Split files based on row delimiter count

I have a huge file (around 4-5 GB containing 20 million rows) which has text like:

<EOFD>11<EOFD>22<EORD>2<EOFD>2222<EOFD>3333<EORD>3<EOFD>44<EOFD>55<EORD>66<EOFD>888<EOFD>9999<EORD>

Actually above is an extracted file from a Sql Server with each field delimited by <EOFD> and each row ends with <EORD>. I need to split the file into chunks of maybe 2 million rows. Now since this is not a normal delimited file as its basically a file with a single huge line having <EORD> as the indicator for each row end.
Can someone please advise how can I proceed with the same?

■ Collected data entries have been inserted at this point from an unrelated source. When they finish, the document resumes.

PR #54597, opened 2025-01-17
New endpoint in orders/{id}/actions to send email

### LINKED ISSUE #53810: Enable sending order-related customer emails via REST API request
In #52050 we added a new REST endpoint to "Send order details" to the customer, which matches one of the actions you can take on an order in WP Admin. However, we have since identified the need to be able to send other order-related emails to the customer via REST as well. This is because for some REST clients, the typical flow is to create and order and process and payment _before_ adding customer details like an email address to the order. The order may progress to the `completed` status before an email address is added, in which case, none of the usual transactional emails to the customer will be sent.

So the proposal here is:

* Create a new endpoint, or set of endpoints, off of `wc/v3/orders/{order ID}/` for sending specific emails related to the order to the customer.
* The endpoint(s) should have an optional parameter to specify the email address to send to. This would get added to the order as the customer's billing address during the fulfillment of the request. This way the address can be added and the email sent all in one request.

coreymckrill:

This revamps the existing OrdersActionsRestController and adds some additional endpoints:
* A GET endpoint at `orders/{id}/actions/email_templates` to get a list of email templates that can be sent for this particular order.
* A POST endpoint at `orders/{id}/actions/send_email` where you can trigger the sending of an email template for a particular order.

This also adds some other new things:
* A helper method for adding or updating the billing email of the order.
* Filter and action hooks so that extensions that register additional email templates can include them in the list of available templates for an order.

Initially this new functionality was going to be added as an entirely separate endpoint, but after reviewing the existing functionality in the `send_order_details` order action, we decided that this would fit better, and allow us to have less duplicated code, if we just expanded the existing endpoint.

Fixes #53810

### Post-merge

- [x] Developer advisory about change to the `send_order_details` endpoint, and about embedded data in `orders` endpoint
- [x] Update REST API docs

1. Install a plugin like [WP Mail Logging](https://wordpress.org/plugins/wp-mail-logging/) on your test site so you can observe outgoing email.
1. Via the web UI, create an order with at least two products in it (or one product with at least 2 for quantity). For now you can leave the status at Pending, and don't add a billing email.
2. Now fire up your REST API client of choice and make a request for the order you just created:
    `GET wc/v3/orders/{order ID}`
3. In the response, look for the `_links` property, and find the new `email_templates` item within it.
4. Make a request to the URL provided in the `email_templates` link (`GET wc/v3/orders/{order ID}/actions/email_templates`). You should get back an empty array, because the order doesn't have a billing email set yet, so there are no email templates available to send.
5. Try to send an email for the order using `POST wc/v3/orders/{order ID}/actions/send_email`. You'll need to include a template ID in the payload:
    `{"template_id": "customer_invoice"}`
    You should get a message back saying "Order does not have an email address.".
8. Ok, now make the same request to `send_email`, but include params for both `template_id` and `email`:
    `{"template_id": "customer_invoice", "email": "someone@example.org"}`
    This should update the order to have a billing address. Check the mail logger and see that an Order Details email was sent.
9. The order has a billing email now, so make another request to get the order data, but with one extra parameter:
    `GET wc/v3/orders/{order ID}?_embed=email_templates`
10. In the response, you should see a new `_embedded` property. Within that should be an `email_templates` item with an array of available template IDs. This order should currently only have one available template, `customer_invoice`.
11. If you make another request to the `email_templates` link, you should get back a similar array as the one in the `_embedded` property, but each item should also include a title and description in addition to the ID.
12. Update the order status to Processing, and then request the order data again. Now you should have two template IDs available, `customer_invoice` and `customer_processing_order`.
13. Try to send the `customer_processing_order` template, but with a different email address:
    `POST wc/v3/orders/{order ID}/actions/send_email`
    `{"template_id": "customer_processing_order", "email": "someone.else@example.org"}`
14. You should get an error, because the order already has a billing email set.
15. Try again, but include the force param:
    `{"template_id": "customer_processing_order", "email": "someone.else@example.org", "force_email_update": "true"}`
16. This time the email should send successfully, and the order should now have the new value for the billing email.
17. Try various other order statuses and see which email templates are available. Try making a partial refund on the order, and see what other template then becomes available for it.


plugins/woocommerce/src/Internal/Orders/OrderActionsRestController.php
```diff
@@ -130,20 +524,95 @@ public function send_order_details( WP_REST_Request $request ) {
...
+
+		if ( $existing_email === $email ) {
+			return '';
+		}
+
+		if ( $existing_email && true !== $force ) {
+			return new WP_Error(
+				'woocommerce_rest_order_billing_email_exists',
+				__( 'Order already has a billing email.', 'woocommerce' ),
+				array( 'status' => 500 )
```
albarin: Would it make more sense to use a 400 status code here instead of 500, since this is a validation case (existing email) rather than an unexpected server error? 🤔

plugins/woocommerce/src/Internal/Orders/OrderActionsRestController.php
```diff
@@ -130,20 +524,95 @@ public function send_order_details( WP_REST_Request $request ) {
...
+	 * @param string   $email The email address to maybe add to the order.
+	 * @param bool     $force Optional. True to update the order even if it already has a billing email. Default false.
+	 *
+	 * @return string|WP_Error A message upon success, otherwise an error.
+	 */
+	private function maybe_update_billing_email( WC_Order $order, string $email, ?bool $force = false ) {
+		$existing_email = $order->get_billing_email( 'edit' );
+
+		if ( $existing_email === $email ) {
+			return '';
```
albarin, line 595: Returning an empty string here makes the `$messages` array to have two elements (empty string + the actual message) so when imploding we end up with an extra space at the beginning of the message: 👇 
https://github.com/woocommerce/woocommerce/blob/cceffbee664162384398dd262dda53abc3a8a4c8/plugins/woocommerce/src/Internal/Orders/OrderActionsRestController.php#L542-L544
Screenshot 2025-01-27 at 14 45 09

albarin (commented):
Nice work @coreymckrill 👏 
I've left a couple of review comments and also this small thing I found about the testing steps:

On step `6. Try sending an email for the order using POST wc/v3/orders/{order ID}/actions/send_email. You should get a message back saying "Order does not have an email address."`, I'm getting:
```json
{
  "code": "rest_missing_callback_param",
  "message": "Missing parameter(s): template_id",
  "data": {
    "status": 400,
    "params": [
      "template_id"
    ]
  }
}
```

I'm only getting the `"Order does not have an email address."` when I send the `template_id` in the request body, I think that's correct right? It's the test step that needs to be updated.

plugins/woocommerce/src/Internal/Orders/OrderActionsRestController.php
coreymckrill: Yeah, that makes more sense, good call. Updated in 17e8d4c2fb

plugins/woocommerce/src/Internal/Orders/OrderActionsRestController.php
coreymckrill: Oops, I added `array_filter` to `send_email` to address this issue, but forgot to add it to `send_order_details`. Good catch. Fixed in 0c4fad6634

albarin (approved):
Thanks for the fixes, is looking good! ✅

staskus:
👍  Thank you again! This adds comprehensive emailing capabilities that I'm excited to see!

✅  I tested all the scenarios and they work as described!

I also tried to model these new APIs within our current IPP/POS flows. This is how I imagine they could be integrated in the beginning:

#### 🟢 Succesful payment

Merchant selects "Email Receipt", and enters an email address. We send:

PATH: `wc/v3/orders/{order ID}/actions/send_email`
BODY: `{"template_id": "customer_completed_order", "email": "someone@example.org"}`

Optionally, we would immediately pass `"force_email_update": "true"` with a note that this action overrides the billing email address.

It sends a “Thanks for shopping with us” email. The same one is sent if customer's email is attached to the order before the payment. 

#### 🔴 Failed payment

Same flow. Merchant selects "Email Receipt", and enters an email address. We send an email with a different template:

PATH: `wc/v3/orders/{order ID}/actions/send_email`
BODY: `{"template_id": "customer_failed_order", "email": "someone@example.org"}`

It sends "Sorry, your order was unsuccessful” email 

### Question

These flows would depend on hardcoded `template_id` to avoid making another API call to:
- `GET wc/v3/orders/{order ID}/actions/email_templates` or
- `GET wc/v3/orders/{order ID}?_embed=email_templates`

As a designer of this API, do you think it's reasonable to hardcode template_ids? We would like to avoid making another API call, especially if it doesn't add additional functionality.

I do imagine additional flows, that could utilize `actions/email_templates`. For example, having a broader email functionality within order details would allow merchants to pick from a list of available templates to send to the customer.

coreymckrill:
@albarin sorry, forgot to mention that I also updated the testing instructions from your feedback. Does it look better now?

coreymckrill:
@staskus 

> These flows would depend on hardcoded template_id to avoid making another API call...

I was assuming that there would be a time somewhere in the mobile app flow where you would GET the order data and could store the available template IDs for future use. 🤔 But maybe that wouldn't always be the case? One easy thing we could do here is add an enum to the schema for the `template_id` property so it would show what all the possible IDs are, even if they aren't all available for the current order. Then you could do an OPTIONS request to get that list and cache it for later use... would that be helpful?

> do you think it's reasonable to hardcode template_ids?

I don't think hardcoding the template ID values is necessarily problematic, you're probably already doing that with other things like order statuses? But, because this new endpoint is extensible, and other extensions such as WooPayments could add their own email templates to the list, you'd probably still want to have a flow somewhere that retrieves the list just to see what's available.

coreymckrill:
Ok, I added the enum to the schema...

staskus:
@coreymckrill 

> I was assuming that there would be a time somewhere in the mobile app flow where you would GET the order data and could store the available template IDs for future use. One easy thing we could do here is add an enum to the schema for the template_id property so it would show what all the possible IDs are, even if they aren't all available for the current order

Yes, it's more likely we prefer to cache available email templates rather than rely on additional calls during the payment process. Unless we update our flows to let the merchant pick a desired template, we will still need to decide within the code which templates we want to send at which moment in time. Therefore, having hardcoded template_ids within the code will be hard to avoid. The ability to fetch all available or all template IDs allows to add of an extra layer of stability to the solution.

> But, because this new endpoint is extensible, and other extensions such as WooPayments could add their own email templates to the list, you'd probably still want to have a flow somewhere that retrieves the list just to see what's available.

Yes. I think what this endpoint opens up - the ability to have a more comprehensive emailing functionality from within the app. That's where the functionality to fetch templates with their titles and allow merchants to pick the desired one could be a nice addition.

If you have GNU awk ( gawk ) or mawk you could try something like this, which should split the file in chunks (new files ending with "-chunknr") of 20,000,000 rows where the last file contains the remainder of rows:

awk -v n=20000000 'BEGIN{ORS=RS="<EORD>"} !(NR%n-1){close(f); f=FILENAME "-" ++c}{print>f}' file
1 Like

Thanks. The command works fine. Just one thing.It takes really huge time to split a file say for size 3 GB. Is there a workaround for this? And just a small correction - Changed n=20000000 to n=2000000 as need files in chunks of 2 million rows and not 20 million.

Define 'really huge'. How long for how large a file? Numbers please.

What is your disk speed? Are you reading and writing to the same disk?

For scenario wherein the file has around 20 million records and size is around 3 GB, the split kept on running for more than 10 minutes and hence I had to close the session as this benchmark was unacceptable.
And I am reading and writing to the same disk. For the disk speed part, I am a bit novice in unix so have to do a little search for that.

About how much output data was created in this time?

Reading and writing to the same disk greatly reduces its speed, especially with a spinning disk which must seek repeatedly.

The total data created was around 1.2 million

Hi.

In addition to posting numbers instead of the very subjective really huge time (to me, that time might be a life expectancy, say 80 years), it's always useful to see some comparisons, like the results of command time wc <your-file-name> , time grep 'e' <your-file-name> , etc.

Best wishes ... cheers, drl

1.2 million records? How large was that in bytes?

This does seem oddly slow, if the records are as you've shown them, about 100 bytes each, that'd be about 120 megs.